Lawvere's fixed point theorem captures the essence of diagonalization arguments. Cantor's theorem, Gödel's incompleteness theorem, and Tarski's undefinability of truth are all instances of the contrapositive form of the theorem. It is harder to apply the theorem directly because non-trivial examples are not easily found, in fact, none exist if excluded middle holds. We study Lawvere's fixed-point theorem in synthetic computability, which is higher-order intuitionistic logic augmented with the Axiom of Countable Choice, Markov's principle, and the Enumeration axiom, which states that there are countably many countable subsets of $\mathbb{N}$. These extra-logical principles are valid in the effective topos, as well as in any realizability topos built over Turing machines with an oracle, and suffice for an abstract axiomatic development of a computability theory.

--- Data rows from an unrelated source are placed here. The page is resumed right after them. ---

PR #1651, opened 2020-01-31
Enable welcome plugin

chizhg:
Enable welcome plugin:
```
The welcome plugin posts a welcoming message when it detects a user's first contribution to a repo.
```

### DIFF
--- a/ci/prow/plugins.yaml
+++ b/ci/prow/plugins.yaml
@@ -92,14 +92,15 @@ plugins:
   - lifecycle
   - milestone
   - owners-label
+  - project
   - shrug
   - size
   - skip
   - trigger
   - verify-owners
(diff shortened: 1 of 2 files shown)


adrcunha:
What's the welcome message? What do we want to display so it's actually helpful for new contributors (note that we already have a message for non-members due to /ok-to-test)?

chizhg:
> What's the welcome message? What do we want to display so it's actually helpful for new contributors (note that we already have a message for non-members due to /ok-to-test)?

The welcome message will be like https://github.com/kubernetes/test-infra/pull/10382#issuecomment-445301361. It does not have much practical significance, just meant to make the Prow robot smarter, like the `cat` and `dog` plugin :)

Issue #1658, opened 2020-02-04
Capture errors introduced by Go1.14 


chaodaiG:
Go1.14 is going to be released very soon: https://github.com/golang/go/releases/tag/go1.14beta1

With early manually testing there were already a couple of bugs discovered and fixes are on the way: https://github.com/knative/serving/pull/6725

We could set up Prow jobs running continuously or even in presubmit test to avoid uncaught errors

chizhg:
I think it will be enough to run optional presubmit tests with Go 1.14, we can change it to be required at some time point.
Do we really need to run the Prow job continuously?

PR #1659, opened 2020-02-04
added optional presubmits for go 1.14

yt3liu:

Part of https://github.com/knative/test-infra/issues/1658

### DIFF
--- a/ci/prow/config.yaml
+++ b/ci/prow/config.yaml
@@ -5541,46 +5541,6 @@ periodics:
     - name: test-account
       secret:
         secretName: test-account
-- cron: "16 */2 * * *"
-  name: ci-serving-go114-continuous
-  agent: kubernetes
-  labels:
-    prow.k8s.io/pubsub.project: knative-tests
-    prow.k8s.io/pubsub.topic: knative-monitoring
-    prow.k8s.io/pubsub.runID: ci-serving-go114-continuous
-  decorate: true
-  extra_refs:
-  - org: knative
-    repo: serving
-    base_ref: master
-    path_alias: knative.dev/serving
-  spec:
-    containers:
-    - image: gcr.io/knative-tests/test-infra/prow-tests-go114:stable
-      imagePullPolicy: Always
-      command:
-      - runner.sh
-      args:
-      - "./test/presubmit-tests.sh"
-      - "--all-tests"
-      volumeMounts:
-      - name: test-account
-        mountPath: /etc/test-account
-        readOnly: true
-      env:
-      - name: GOOGLE_APPLICATION_CREDENTIALS
-        value: /etc/test-account/service-account.json
-      - name: E2E_CLUSTER_REGION
-        value: us-central1
-      resources:
-        requests:
-          memory: 12Gi
-        limits:
-          memory: 16Gi
-    volumes:
-    - name: test-account
-      secret:
-        secretName: test-account
 - cron: "50 8 * * *"
   name: ci-knative-serving-0.9-continuous
   agent: kubernetes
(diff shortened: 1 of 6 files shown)


ci/prow/testgrid.yaml
```diff
@@ -56,6 +56,10 @@ default_dashboard_tab:
   alert_options:
     alert_mail_to_addresses: "knative-productivity-dev@googlegroups.com"
 test_groups:
+- name: ci-knative-serving-continuous
+  gcs_prefix: knative-prow/logs/ci-knative-serving-continuous
```
chaodaiG: this doesn't look right, you may want to ask @chizhg

chizhg: The current testgrid config generator does not support such use case.
And it does not sound right to me to add a continuous job that uses Go 1.14, as once the job fails on Go 1.14, there is no point to run it again and again since it will always fail.

yt3liu: I'll create a separate PR for the CI then. 

Why is the case that a continuous job will keep failing on Go 1.14? I think after the serving team make the change to use 1.14, wouldn't the CI using go1.14 be more useful in that case? 

The main reason for adding CI currently is to make sure once they support it, if it ever gets broken, it's easier to track down which change break it since the go1.14 version will be optional until that's released everywhere.

chizhg: I reconsidered about this, and I think you are right.

But instead of making these changes, you can probably make them custom jobs, that should make your life easier:
https://github.com/knative/test-infra/blob/77b975af074880c49957946a6d861e063e11f232/ci/prow/config_knative.yaml#L48
https://github.com/knative/test-infra/blob/77b975af074880c49957946a6d861e063e11f232/ci/prow/config_knative.yaml#L355

yt3liu: Cool testgrid result looks more reasonable after switcching to custom job :D 
PTAL

ci/prow/periodic_config.go
```diff
@@ -83,7 +83,7 @@ func generateCron(jobType, jobName string, timeout int) string {
 
 	var res string
 	switch jobType {
-	case "continuous", "custom-job", "auto-release": // Every hour
+	case "continuous", "custom-job", "auto-release", "continuous-go114": // Every hour
```
chizhg: Also for the changes in this file?

ci/prow/presubmit_config.go
```diff
@@ -51,7 +51,7 @@ func generatePresubmit(title string, repoName string, presubmitConfig yaml.MapSl
 	generateJob := true
 	for i, item := range presubmitConfig {
 		switch item.Key {
-		case "build-tests", "unit-tests", "integration-tests":
+		case "build-tests", "build-tests-go114", "unit-tests", "integration-tests", "integration-tests-go114":
```
chizhg: Also for the changes in this file?

ci/prow/make_config.go
```diff
@@ -966,7 +997,7 @@ func collectMetaData(periodicJob yaml.MapSlice) {
 			releaseVersion := ""
 			for _, item := range jobConfig {
 				switch item.Key {
-				case "continuous", "dot-release", "auto-release", "performance",
+				case "continuous", "continuous-go114", "dot-release", "auto-release", "performance",
```
chizhg: This change can be removed if you use custom jobs?

ci/prow/config_knative.yaml
```diff
@@ -25,13 +25,31 @@ presubmits:
...
+      dot-dev: true
+      optional: true
+      go114: true
+      resources:
+        requests:
+          memory: 12Gi # Real request for this pod is 16 as sidecar requests 4
+        limits:
+          memory: 16Gi
+      args:
+      - "--build-tests"
```
chizhg:
```suggestion
        - "--build-tests"
```

ci/prow/config.yaml
```diff
@@ -216,6 +216,94 @@ presubmits:
...
+    agent: kubernetes
+    context: pull-knative-serving-build-tests-go114
+    always_run: true
+    rerun_command: "/test pull-knative-serving-build-tests-go114"
+    trigger: "(?m)^/test (all|pull-knative-serving-build-tests-go114),?(\\s+|$)"
+    decorate: true
+    optional: true
+    path_alias: knative.dev/serving
+    branches:
+    - "release-0.9"
```
chizhg: This is not correct, and probably not an easy fix..

ci/prow/periodic_config.go
yt3liu: Removed.

ci/prow/make_config.go
yt3liu: Removed.

ci/prow/presubmit_config.go
yt3liu: Removed.

ci/prow/config.yaml
yt3liu: This is an optional job. So extra job should not impact the release if changes are pushed in release-0.9.

ci/prow/config_knative.yaml
yt3liu: Changed it to add the extra space. Note: The indention is actually very inconsistent in this file.

PR #1665, opened 2020-02-05
Fix spelling errors

mattmoor:
Produced via:
  `github.com/client9/misspell`
/assign chaodaig
/cc chaodaig


chaodaiG:
This doesn't seem like a typo, will this PR be produced again if we don't merge it? @mattmoor

PR #1669, opened 2020-02-06
Testgroup Failure Alert Modification (PR#1609):

### LINKED ISSUE #1609: Making testgrid alerts more useful and standardize the alerts
Currently testgrid will send email alerts when Prow jobs fail, as configured in https://github.com/knative/test-infra/blob/master/ci/prow/testgrid.yaml. By default it will send alerts for every job failure, and for some CI jobs it will send alerts if there are more than 3 failures. 

In this way it will send a lot of alerts, most of which are not useful. Further more, we now have FlakyTestReporter and Monitoring for alerting, and many alerts they send are duplicate.

We should distinguish responsibilities for these tools and avoid sending duplicate alerts:
1. Testgrid should only alert for general Knative job failures that we care about, e.g.
- Alert for any release job failure
- Alert for release CI job failures if they fail 3 times in series
2. Monitoring (or any monitoring system we would replace in the future) should only alert for infra related issues, e.g.
- Alert if any maintenance job failures, e.g. prow auto bumper, cleanup job, issue tracker job, etc.
- Alert if any infra related issue happens, e.g. boskos fails to acquire project, github no such host issue.
3. FlakyTestReporter should still alert for flaky test cases, no changes are required.

/kind good-first-issue

peterfeifanchen:

Previously, alerts were generated on every test fail with the exception
of continuous jobs on master of a repo. We are changing this to 3
consecutive failures on tagged continuous jobs of a repo and on any failures
for auto-release, dot-release and nightly-release.

Fixes #1609 

/cc @chizhg @yt3liu @efiturri

### DIFF
--- a/ci/prow/templates/testgrid_config_header.yaml
+++ b/ci/prow/templates/testgrid_config_header.yaml
@@ -31,7 +31,6 @@ default_test_group:
   use_kubernetes_client: true    # ** This field is deprecated and should always be true **
   is_external: true              # ** This field is deprecated and should always be true **
   alert_stale_results_hours: 26  # Alert if tests haven't run for a day (1 day + 2h)
-  num_failures_to_alert: 1       # Alert for every failure
   num_passes_to_disable_alert: 1 # Consider a failing test passing if it has 1 or more consecutive passes
 
 default_dashboard_tab:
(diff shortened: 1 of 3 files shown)


chizhg:
/lgtm
/approve

Thanks!

PR #2003, opened 2020-05-03
Now it's safe to switch to go-mod

chizhg:

/cc @chaodaiG


third_party/VENDOR-LICENSE/github.com/go-sql-driver/mysql/utils.go
```diff
@@ -0,0 +1,701 @@
...
+func stringToInt(b []byte) int {
+	val := 0
+	for i := range b {
+		val *= 10
+		val += int(b[i] - 0x30)
+	}
+	return val
+}
+
+// returns the string read as a bytes slice, wheter the value is NULL,
```
mattmoor, line 378: Found potential misspelling(s):
```suggestion
// returns the string read as a bytes slice, whether the value is NULL,
```

PR #2011, opened 2020-05-05
Followups on go-mod migration

chizhg:
1. Reenable `update_licenses`
2. Add release versions for the floating deps, similar as other Knative repos

Note:
Have to skip build tests and markdown links check for `./third_party` as files are generated by the `go-licenses` tool and we don't have control over them.

/cc @chaodaiG


third_party/VENDOR-LICENSE/github.com/go-sql-driver/mysql/utils.go
```diff
@@ -0,0 +1,701 @@
...
+func stringToInt(b []byte) int {
+	val := 0
+	for i := range b {
+		val *= 10
+		val += int(b[i] - 0x30)
+	}
+	return val
+}
+
+// returns the string read as a bytes slice, wheter the value is NULL,
```
mattmoor, line 378: Found potential misspelling(s):
```suggestion
// returns the string read as a bytes slice, whether the value is NULL,
```

mattmoor, line 378: Found potential misspelling(s):
```suggestion
// returns the string read as a bytes slice, whether the value is NULL,
```

PR #2020, opened 2020-05-05
Full support build cluster: auto config update also covers build cluster

chaodaiG:
Together with various fixes. Note that the postsubmit job hasn't ran for several days due to the filtering path being incorrect

/assign chizhg
/cc chizhg


chizhg:
/lgtm
Thanks, hopefully the issues are fixed.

We show that every countably generated $\omega$-chain complete pointed partial order ($\omega$cppo) is countable, and that countably generated $\omega$cppos are closed under countable products. Therefore, Lawvere's fixed-point theorem applies and we obtain fixed points of all endomaps on countably generated $\omega$cppos. Similarly, the Knaster-Tarski theorem guarantees existence of least fixed points of continuous endomaps. To get the best of both theorems, namely that all endomaps on domains ($\omega$cppos generated by a countable set of compact elements) have least fixed points, we prove a synthetic version of the Myhill-Shepherdson theorem: every map from an $\omega$cpo to a domain is continuous. The proof relies on a new fixed-point theorem, the synthetic Recursion Theorem, so called because it subsumes the classic Kleene-Rogers Recursion Theorem. The Recursion Theorem takes the form of Lawvere's fixed point theorem for multi-valued endomaps.